Some outcomes relate to the brain being aware it is injured. It isn’t worried about how you feel – it is concerned about making sure you stay alive while your sense and senses are numbed and discordant because of the physical disruption that has occurred.

Once this cascade starts – the switch is in the ‘on position. The chemicals which flood the brain, allowing it to be in charge, cause the common symptoms of brain injury. This cascade is effectively both friend and foe. Inflammation is a biological healing response, and yet, when unaddressed, it can prolong symptoms for months or years.

This overload, as explained in what happens to the injured brain, and the dangers of stress and cortisol can cause mayhem – headaches, dizziness, trouble interpreting and organising your world, and so on.

This ‘on-switch’ also exacerbates the influences of PTSD.

Symptoms are indicators of what is wrong; they are like ‘way-markers’ or signposts. Very often, people ignore the importance of these signs of underlying medical problems and most often the main aim is to get rid of them, usually with prescription medications. The synthetic chemical contents of these drugs often exacerbate symptoms – or cause others. Many people do find relief though so it is essential to speak to your doctor, functional practitioner or neuropsychologist.

A lot of people get frustrated because they know that medication is just masking the problem, but very often, people feel as though they have no other choice. It doesn’t matter whether you, or the person you love, is at the acute phase, or are years down the line of struggle, there are things you can do.

The ‘Steps Plan’ can get you started.

Services are available although it can be a minefield getting to them.
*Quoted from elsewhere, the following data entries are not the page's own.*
PR #1760, opened 2021-06-11
Some default setup improvements

mproch:
Mainly RocksDB setup: exporting metrics, default values. 
Also added RocksDB panels to dashboard (as separate row, can be hidden by default)
Screenshot from 2021-06-22 09-54-37

### DIFF
--- a/demo/docker/flink/flink-conf.yaml
+++ b/demo/docker/flink/flink-conf.yaml
@@ -29,8 +29,8 @@ taskmanager.hostname: taskmanager
 
 taskmanager.data.port: 6126
 
-taskmanager.memory.task.heap.size: 1256m
-taskmanager.memory.managed.size: 1204m
+taskmanager.memory.task.heap.size: 256m
+taskmanager.memory.managed.size: 204m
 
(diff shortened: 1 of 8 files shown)


demo/docker/flink/flink-conf.yaml
```diff
@@ -73,6 +73,11 @@ state.backend: filesystem
 state.checkpoints.dir: file:///opt/flink/data/checkpoints
 state.savepoints.dir: file:///opt/flink/data/savepoints
 
+state.backend.rocksdb.metrics.estimate-num-keys: true
+state.backend.rocksdb.metrics.estimate-live-data-size: true
+#We can have many jobs per cluster, in such setting managed memory is not easy to tune
+state.backend.rocksdb.memory.managed: false
```
arkadius, line 79: Please add e.g. `state.backend.rocksdb.writebuffer.size: 1000MB` + comment.

mproch: I increased to 256m and added comment, I think in docker-compose setup it should be enough...

arkadius (approved):

PR #1762, opened 2021-06-14
Refactor to use Using.resource

avan1235:
Introduce Using.resource usages as an alternative to Java Try-With-Resources.
Additionally, refactor all found possible usages of this method in project.


engine/util/src/main/scala/pl/touk/nussknacker/engine/util/exception/WithResources.scala
```diff
@@ -0,0 +1,30 @@
+package pl.touk.nussknacker.engine.util.exception
+
+object WithResources {
+
+  // based on Oracle try-with-resources explanation from
+  // https://www.oracle.com/technical-resources/articles/java/trywithresources.html
+  def use[Resource <: AutoCloseable, Result](resource: Resource)
+                                            (consumer: Resource => Result): Result = {
+
+    var maybeThrown: Throwable = null
```
lciolecki, line 10: Please try do this `try in try`.. as recursion function, after that you should be able to remove `var maybeThrown: Throwable = null`.

piotrp:
Looks nice, but can you change it to use backported `scala.util.Using` (eg. from https://github.com/bigwheel/util-backports/)? That way we can reduce the amount of code we need in our utils.

avan1235:
Ok, refactored to use external library as it seems to be small enough and not provide unused dependencies. Maybe it will have better compatibility with Scala 2.11 than was my version as I saw some problems in compilation

avan1235:
What merge strategy should I define for the conflicting packages in your opinion?

piotrp:
None 🤦 

`util-backports` isn't needed, `scala.util.Using` is already provided by `scala-collection-compat` so if it's missing in some module we should use that implementation.

avan1235:
Yeah, you are right, I didn't see the Using class in logs but it is provided. Already fixed

piotrp (approved):

piotrp:
👍, will merge when tests pass. During review I found an unclosed `Source.fromFile` in `OAuth2Configuration` that could benefit from your changes - you can add it to this PR if you want, if not i will fix it later.

PR #1765, opened 2021-06-14
Improvements: Typer better way to extract method reference

lciolecki:


engine/interpreter/src/main/scala/pl/touk/nussknacker/engine/spel/Typer.scala
```diff
@@ -155,12 +155,10 @@ private[spel] class Typer(classLoader: ClassLoader, commonSupertypeFinder: Commo
           }
         }
 
-      case e: MethodReference => typeChildren(validationContext, node, current.popStack) { typedParams =>
-        TypeMethodReference(e.getName, current.stack, typedParams) match {
-          case Right(typingResult) => Valid(typingResult)
-          case Left(errorMsg) => if(strictMethodsChecking) invalid(errorMsg) else Valid(Unknown)
+      case e: MethodReference =>
+        current.stackHead.map(_ => extractMethodReference(e, validationContext, node, current.popStack)).getOrElse {
```
mproch, line 159: you're popping stack twice... Let's maybe use .stackHead explicitly?

engine/interpreter/src/main/scala/pl/touk/nussknacker/engine/spel/Typer.scala
```diff
@@ -155,12 +155,10 @@ private[spel] class Typer(classLoader: ClassLoader, commonSupertypeFinder: Commo
...
+          invalid(s"Invalid method reference: $e.")
```
mproch, line 160: Does MethodReference have nice .toString? Maybe let's use: .toStringAST

engine/interpreter/src/main/scala/pl/touk/nussknacker/engine/spel/Typer.scala
lciolecki: Yep.. I've changed it.

engine/interpreter/src/main/scala/pl/touk/nussknacker/engine/spel/Typer.scala
lciolecki: Done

What you need for executive dysfunction is a neuropsychologist who can order a neurological assessment and will guide your treatment and the team of neuro therapists you need.

If you are having problems getting to these specialist services, local support groups can often help. Type, ‘brain injury support group near me’ in your browser.

Things you can do to help yourself or your loved one.

We discuss most of the strategies for overcoming executive dysfunction under the individual outcomes, such as the specific cognitive and emotional/behavioural struggles that generally occur. We will come to these.

There are very few published tips for the actual thinking and understanding issues that arise. What you don’t want to do is spend months or years working on strategies for problems that you can alleviate by trying out the black seed oil and the other health tips on this site. See how much all this helps first.

The methods on this site are all geared around a whole-body-approach – much as you would expect to find by working with a functional general practitioner. Come back to these tips in six to eight weeks after you have started incorporating the supplements and nutritional plan.

In brief, we will look at some mental exercises you can do. You may already be incorporating some of these into your wellness plan, and this is great:

  • Practising Objective Observation to increase self-feedback
  • Play games – do puzzles, especially sudoku
  • Journaling – each day read back the previous day and repeat
  • Use positive feedback to help your brain understand when it is doing well – pat yourself on the back and tell your brain, ‘well done!’